• Work to be completed: These records need to be repeated exactly, every one of them.

• Data records:
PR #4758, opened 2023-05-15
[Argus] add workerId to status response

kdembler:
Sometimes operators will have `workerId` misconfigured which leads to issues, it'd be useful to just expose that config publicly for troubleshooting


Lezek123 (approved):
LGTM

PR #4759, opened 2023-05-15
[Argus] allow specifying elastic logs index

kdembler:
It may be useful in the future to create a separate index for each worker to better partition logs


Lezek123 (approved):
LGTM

• Result of the task:
PR #4758, opened 2023-05-15
[Argus] add workerId to status response

kdembler:
Sometimes operators will have `workerId` misconfigured which leads to issues, it'd be useful to just expose that config publicly for troubleshooting


Lezek123 (approved):
LGTM

PR #4759, opened 2023-05-15
[Argus] allow specifying elastic logs index

kdembler:
It may be useful in the future to create a separate index for each worker to better partition logs


Lezek123 (approved):
LGTM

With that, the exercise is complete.